The problem -> Find the word "core" in the listing; pull out each line holding it.

─── Input data ───

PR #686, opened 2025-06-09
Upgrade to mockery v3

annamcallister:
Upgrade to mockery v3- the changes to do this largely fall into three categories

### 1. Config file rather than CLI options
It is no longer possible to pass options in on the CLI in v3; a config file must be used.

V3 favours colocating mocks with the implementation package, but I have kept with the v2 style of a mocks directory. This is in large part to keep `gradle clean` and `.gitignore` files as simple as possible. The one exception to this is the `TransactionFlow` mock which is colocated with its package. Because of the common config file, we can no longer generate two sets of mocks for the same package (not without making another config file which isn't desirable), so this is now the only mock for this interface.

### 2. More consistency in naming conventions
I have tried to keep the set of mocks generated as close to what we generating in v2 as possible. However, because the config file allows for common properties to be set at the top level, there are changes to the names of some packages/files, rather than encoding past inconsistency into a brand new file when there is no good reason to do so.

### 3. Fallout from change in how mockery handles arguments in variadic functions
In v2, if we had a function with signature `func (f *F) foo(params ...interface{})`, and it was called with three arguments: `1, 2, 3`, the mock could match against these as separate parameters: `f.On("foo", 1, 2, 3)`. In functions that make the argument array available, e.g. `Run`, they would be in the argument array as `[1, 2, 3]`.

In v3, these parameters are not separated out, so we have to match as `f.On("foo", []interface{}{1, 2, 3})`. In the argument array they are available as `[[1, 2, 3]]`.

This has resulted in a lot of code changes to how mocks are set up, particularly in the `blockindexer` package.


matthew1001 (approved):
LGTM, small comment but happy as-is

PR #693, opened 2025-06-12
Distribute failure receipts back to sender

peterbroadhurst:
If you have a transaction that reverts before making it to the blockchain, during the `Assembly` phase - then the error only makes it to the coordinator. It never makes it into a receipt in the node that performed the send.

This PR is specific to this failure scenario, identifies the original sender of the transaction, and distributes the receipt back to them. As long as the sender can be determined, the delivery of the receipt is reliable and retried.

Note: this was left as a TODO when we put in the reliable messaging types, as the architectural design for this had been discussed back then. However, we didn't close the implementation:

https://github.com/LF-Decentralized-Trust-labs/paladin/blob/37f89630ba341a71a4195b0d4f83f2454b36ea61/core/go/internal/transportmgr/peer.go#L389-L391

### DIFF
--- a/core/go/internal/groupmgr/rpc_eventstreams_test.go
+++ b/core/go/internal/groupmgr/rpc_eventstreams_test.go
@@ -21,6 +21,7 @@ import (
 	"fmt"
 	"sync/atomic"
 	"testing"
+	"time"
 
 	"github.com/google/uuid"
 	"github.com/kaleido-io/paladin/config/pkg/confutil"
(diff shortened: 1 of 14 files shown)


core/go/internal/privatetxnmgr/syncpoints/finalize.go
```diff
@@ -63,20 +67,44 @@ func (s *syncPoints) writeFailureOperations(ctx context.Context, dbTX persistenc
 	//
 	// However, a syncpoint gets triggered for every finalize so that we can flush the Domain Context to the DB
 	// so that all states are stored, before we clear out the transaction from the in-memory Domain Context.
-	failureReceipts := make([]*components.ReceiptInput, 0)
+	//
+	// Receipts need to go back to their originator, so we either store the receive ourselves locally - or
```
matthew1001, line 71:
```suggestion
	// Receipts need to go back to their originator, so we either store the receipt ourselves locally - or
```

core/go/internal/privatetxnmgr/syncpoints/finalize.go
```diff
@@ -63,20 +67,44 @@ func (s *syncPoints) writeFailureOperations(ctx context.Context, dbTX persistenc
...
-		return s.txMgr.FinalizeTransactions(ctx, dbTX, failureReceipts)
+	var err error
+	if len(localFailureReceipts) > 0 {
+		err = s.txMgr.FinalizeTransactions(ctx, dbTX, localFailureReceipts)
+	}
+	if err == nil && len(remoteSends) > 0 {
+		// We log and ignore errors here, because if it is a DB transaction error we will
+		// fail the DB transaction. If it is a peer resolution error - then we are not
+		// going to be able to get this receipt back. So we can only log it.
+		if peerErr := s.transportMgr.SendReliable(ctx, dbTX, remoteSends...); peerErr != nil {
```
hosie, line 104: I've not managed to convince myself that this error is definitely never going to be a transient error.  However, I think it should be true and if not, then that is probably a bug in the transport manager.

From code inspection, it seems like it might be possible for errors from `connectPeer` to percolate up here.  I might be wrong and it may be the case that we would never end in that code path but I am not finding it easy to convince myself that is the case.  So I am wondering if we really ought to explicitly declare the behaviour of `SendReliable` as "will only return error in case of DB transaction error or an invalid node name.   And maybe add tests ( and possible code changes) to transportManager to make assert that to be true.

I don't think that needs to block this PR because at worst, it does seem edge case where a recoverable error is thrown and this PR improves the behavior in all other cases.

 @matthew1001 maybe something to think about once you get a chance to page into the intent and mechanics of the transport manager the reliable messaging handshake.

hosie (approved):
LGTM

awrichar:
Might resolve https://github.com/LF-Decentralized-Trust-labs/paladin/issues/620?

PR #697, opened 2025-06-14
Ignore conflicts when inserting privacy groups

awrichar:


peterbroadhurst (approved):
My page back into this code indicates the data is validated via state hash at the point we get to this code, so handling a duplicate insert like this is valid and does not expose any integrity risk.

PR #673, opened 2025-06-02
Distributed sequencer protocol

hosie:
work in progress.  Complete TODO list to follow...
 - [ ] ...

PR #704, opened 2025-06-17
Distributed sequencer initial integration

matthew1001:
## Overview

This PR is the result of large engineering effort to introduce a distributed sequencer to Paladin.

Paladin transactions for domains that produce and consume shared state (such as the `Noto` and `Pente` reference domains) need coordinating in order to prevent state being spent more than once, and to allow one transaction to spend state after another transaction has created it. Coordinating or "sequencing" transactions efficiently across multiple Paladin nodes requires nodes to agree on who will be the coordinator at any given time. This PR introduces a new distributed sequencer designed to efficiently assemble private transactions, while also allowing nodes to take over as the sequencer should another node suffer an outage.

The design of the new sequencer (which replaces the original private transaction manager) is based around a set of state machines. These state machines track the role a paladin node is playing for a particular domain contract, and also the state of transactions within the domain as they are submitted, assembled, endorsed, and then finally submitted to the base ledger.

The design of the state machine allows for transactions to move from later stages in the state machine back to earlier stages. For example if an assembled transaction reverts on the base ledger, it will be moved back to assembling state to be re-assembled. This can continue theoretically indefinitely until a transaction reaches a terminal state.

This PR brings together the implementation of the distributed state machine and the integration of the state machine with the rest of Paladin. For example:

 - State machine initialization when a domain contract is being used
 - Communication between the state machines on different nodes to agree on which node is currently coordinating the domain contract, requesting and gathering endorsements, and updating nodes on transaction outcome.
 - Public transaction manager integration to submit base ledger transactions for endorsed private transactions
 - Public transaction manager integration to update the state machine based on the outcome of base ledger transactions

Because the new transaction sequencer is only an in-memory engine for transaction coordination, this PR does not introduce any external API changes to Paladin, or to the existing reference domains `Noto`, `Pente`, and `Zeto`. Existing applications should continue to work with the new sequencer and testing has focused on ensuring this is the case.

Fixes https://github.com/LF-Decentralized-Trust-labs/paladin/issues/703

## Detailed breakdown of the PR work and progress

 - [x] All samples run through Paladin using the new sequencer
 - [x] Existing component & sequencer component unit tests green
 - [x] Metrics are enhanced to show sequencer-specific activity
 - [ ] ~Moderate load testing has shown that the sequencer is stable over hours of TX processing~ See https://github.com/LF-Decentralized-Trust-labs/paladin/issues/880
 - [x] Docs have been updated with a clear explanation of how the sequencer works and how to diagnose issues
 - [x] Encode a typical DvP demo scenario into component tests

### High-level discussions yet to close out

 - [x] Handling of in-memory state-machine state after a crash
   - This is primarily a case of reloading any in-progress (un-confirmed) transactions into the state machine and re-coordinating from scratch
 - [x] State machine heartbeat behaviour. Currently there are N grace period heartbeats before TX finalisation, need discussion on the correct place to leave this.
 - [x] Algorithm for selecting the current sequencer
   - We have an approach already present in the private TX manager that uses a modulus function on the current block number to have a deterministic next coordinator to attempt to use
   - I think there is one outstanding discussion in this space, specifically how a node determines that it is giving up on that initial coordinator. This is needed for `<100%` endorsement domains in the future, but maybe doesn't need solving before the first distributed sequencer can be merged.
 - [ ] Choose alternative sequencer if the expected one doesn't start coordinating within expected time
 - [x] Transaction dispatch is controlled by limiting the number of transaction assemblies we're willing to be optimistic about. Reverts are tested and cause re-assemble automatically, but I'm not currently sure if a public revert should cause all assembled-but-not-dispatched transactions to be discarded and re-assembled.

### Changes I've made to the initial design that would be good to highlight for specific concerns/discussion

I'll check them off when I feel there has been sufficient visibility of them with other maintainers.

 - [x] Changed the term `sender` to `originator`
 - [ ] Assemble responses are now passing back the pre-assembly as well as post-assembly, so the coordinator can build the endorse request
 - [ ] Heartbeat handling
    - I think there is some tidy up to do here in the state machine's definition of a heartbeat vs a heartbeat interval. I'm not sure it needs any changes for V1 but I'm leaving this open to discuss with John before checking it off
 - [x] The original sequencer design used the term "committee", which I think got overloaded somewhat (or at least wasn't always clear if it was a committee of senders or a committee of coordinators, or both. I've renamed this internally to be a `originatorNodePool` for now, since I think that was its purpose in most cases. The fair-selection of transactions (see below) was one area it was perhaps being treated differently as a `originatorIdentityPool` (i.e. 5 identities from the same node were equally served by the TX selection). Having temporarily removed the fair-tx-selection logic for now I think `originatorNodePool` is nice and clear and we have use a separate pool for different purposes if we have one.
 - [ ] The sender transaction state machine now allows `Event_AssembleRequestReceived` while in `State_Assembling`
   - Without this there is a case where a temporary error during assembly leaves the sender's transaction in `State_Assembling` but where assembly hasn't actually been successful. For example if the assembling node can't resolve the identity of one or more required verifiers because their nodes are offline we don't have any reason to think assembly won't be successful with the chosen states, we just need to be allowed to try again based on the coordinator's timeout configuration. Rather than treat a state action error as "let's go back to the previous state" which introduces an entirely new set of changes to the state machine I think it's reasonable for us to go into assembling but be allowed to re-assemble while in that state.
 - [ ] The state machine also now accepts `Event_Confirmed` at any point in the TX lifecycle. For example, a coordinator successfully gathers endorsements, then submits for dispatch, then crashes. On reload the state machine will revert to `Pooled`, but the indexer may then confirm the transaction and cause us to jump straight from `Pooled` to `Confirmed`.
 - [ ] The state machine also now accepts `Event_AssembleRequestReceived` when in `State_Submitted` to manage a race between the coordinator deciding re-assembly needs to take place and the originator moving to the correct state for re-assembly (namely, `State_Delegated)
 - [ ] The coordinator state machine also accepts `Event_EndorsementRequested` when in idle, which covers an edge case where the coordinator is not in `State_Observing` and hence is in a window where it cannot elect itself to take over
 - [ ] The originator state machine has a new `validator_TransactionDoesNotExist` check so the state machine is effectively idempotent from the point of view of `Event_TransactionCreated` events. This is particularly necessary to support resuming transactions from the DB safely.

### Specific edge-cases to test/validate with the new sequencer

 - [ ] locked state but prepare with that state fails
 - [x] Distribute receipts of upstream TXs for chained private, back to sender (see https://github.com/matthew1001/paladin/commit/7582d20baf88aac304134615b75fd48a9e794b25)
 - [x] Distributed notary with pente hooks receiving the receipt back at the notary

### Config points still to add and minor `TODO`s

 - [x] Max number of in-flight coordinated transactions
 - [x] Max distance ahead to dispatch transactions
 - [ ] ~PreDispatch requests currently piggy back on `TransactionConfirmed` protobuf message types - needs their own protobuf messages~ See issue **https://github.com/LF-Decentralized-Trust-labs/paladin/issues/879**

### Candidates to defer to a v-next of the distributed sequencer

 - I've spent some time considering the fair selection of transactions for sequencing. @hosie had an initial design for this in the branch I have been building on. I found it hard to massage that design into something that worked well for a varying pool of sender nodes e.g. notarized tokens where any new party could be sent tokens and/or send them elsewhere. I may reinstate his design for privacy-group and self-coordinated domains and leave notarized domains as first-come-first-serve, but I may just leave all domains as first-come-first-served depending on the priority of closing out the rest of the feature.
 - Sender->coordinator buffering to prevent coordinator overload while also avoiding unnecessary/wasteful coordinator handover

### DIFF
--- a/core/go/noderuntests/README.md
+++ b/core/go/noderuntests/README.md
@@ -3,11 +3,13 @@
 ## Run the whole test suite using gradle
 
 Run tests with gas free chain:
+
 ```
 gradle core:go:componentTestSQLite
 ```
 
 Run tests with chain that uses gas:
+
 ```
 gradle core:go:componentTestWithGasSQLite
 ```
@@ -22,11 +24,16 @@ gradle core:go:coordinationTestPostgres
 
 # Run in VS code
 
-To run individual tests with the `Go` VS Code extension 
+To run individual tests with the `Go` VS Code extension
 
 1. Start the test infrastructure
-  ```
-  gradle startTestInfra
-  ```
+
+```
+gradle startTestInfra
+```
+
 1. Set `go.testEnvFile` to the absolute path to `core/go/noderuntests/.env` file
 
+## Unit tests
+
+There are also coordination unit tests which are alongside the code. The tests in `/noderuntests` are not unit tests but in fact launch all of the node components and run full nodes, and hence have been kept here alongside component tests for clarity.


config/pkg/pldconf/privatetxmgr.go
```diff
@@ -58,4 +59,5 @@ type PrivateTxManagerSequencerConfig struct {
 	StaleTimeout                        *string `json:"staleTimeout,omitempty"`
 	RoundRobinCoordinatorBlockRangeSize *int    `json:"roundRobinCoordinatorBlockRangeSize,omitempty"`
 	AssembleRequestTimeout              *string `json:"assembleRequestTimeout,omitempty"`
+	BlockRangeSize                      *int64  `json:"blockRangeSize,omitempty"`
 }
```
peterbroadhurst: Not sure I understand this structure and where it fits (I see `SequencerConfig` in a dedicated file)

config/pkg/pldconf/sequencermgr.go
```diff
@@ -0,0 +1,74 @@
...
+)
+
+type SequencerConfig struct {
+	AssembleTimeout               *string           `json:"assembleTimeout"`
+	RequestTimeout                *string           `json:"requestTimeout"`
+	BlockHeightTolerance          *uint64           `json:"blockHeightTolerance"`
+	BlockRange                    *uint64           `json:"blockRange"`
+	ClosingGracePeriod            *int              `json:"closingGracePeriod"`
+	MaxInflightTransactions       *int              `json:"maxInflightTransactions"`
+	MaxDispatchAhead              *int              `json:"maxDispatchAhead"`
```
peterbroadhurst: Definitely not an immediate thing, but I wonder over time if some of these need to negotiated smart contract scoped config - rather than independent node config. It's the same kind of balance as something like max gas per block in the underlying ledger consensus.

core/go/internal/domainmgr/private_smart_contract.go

───

Task output ->
https://github.com/LF-Decentralized-Trust-labs/paladin/blob/37f89630ba341a71a4195b0d4f83f2454b36ea61/core/go/internal/transportmgr/peer.go#L389-L391
--- a/core/go/internal/groupmgr/rpc_eventstreams_test.go
+++ b/core/go/internal/groupmgr/rpc_eventstreams_test.go
core/go/internal/privatetxnmgr/syncpoints/finalize.go
core/go/internal/privatetxnmgr/syncpoints/finalize.go
--- a/core/go/noderuntests/README.md
+++ b/core/go/noderuntests/README.md
 gradle core:go:componentTestSQLite
 gradle core:go:componentTestWithGasSQLite
@@ -22,11 +24,16 @@ gradle core:go:coordinationTestPostgres
 1. Set `go.testEnvFile` to the absolute path to `core/go/noderuntests/.env` file
core/go/internal/domainmgr/private_smart_contract.go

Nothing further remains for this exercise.